Genau an dieser Stelle wird m.E. die ganze Problematik der Corona-Politik sichtbar: Zu hohe Erwartungen werden geweckt, zu große Versprechungen gemacht. Darauf folgt einige Wochen später der Bürgerfrust und Katzenjammer.
Den Fehler macht der neue Gesundheitsminister auch. Eine Impfpflicht wird uns nicht von Corona befreien, sie wird uns nicht die Freiheit zurück geben. Corona wird m.E. bleiben und auch in einigen Jahren regelmäßig Menschenleben fordern.

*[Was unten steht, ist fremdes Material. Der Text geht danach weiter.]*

PR #686, opened 2022-10-21
ArrayList implementation is done

Vitalina-V:


src/main/java/core/basesyntax/ArrayList.java
```diff
@@ -1,48 +1,98 @@
...
 
     @Override
     public void set(T value, int index) {
-
+        checkIndex(index);
+        for (int i = 0; i < size; i++) {
+            if (i == index) {
+                array[i] = value;
+            }
+        }
```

So wie die Grippe und andere gemeine Infektionen.
Die ganze Impfpflicht-Diskussion gehört nach meiner Meinung in die Rubrik: "Politik lenkt vom eigenen Versagen ab indem sie die Schuld den Bürgern zuschiebt." Wobei das Versagen in organisatorischen Mängeln liegt und geschürten falschen Hoffnungen.
Gerhard Baierlein am Permanenter Link
Wie soll man mit "Spaziergängern" einen Diskurs führen, wenn diese auf vernünftig gestellte Fragen nur mit dem Skandieren der Menge " Hau ab" reagieren.
Zugang mit diesen Menschen und Menschinnen zu erreichen.
Roland Weber am Permanenter Link
Bei den Spaziergängen, von denen ich etwas erfahren habe, hörte man nichts von "Hau-ab"-Vertretern.
Wie oft werden Kritiker oder Querdenker mit einem aus Küchenfolie geformtem "Alu-Hut" dargestellt?! Wie dumm diffamierend! Ich habe noch nie einen derartigen Vertreter zu Gesicht bekommen. Offenbar merkt schon keine Seite mehr, wie sehr sie manipuliert und instrumentalisiert wird.
Jemand ist für Impfungen, dann soll er, ist jemand gegen Impfungen, dann soll er - was geht das andere überhaupt an? Wer drängt wen in die Ecke??? Sind Impfgegner für ein allgemeines Impf-Verbot und wollen dies mit Bußgeldern und Streiks durchsetzen? Dies ist mir bislang unbekannt.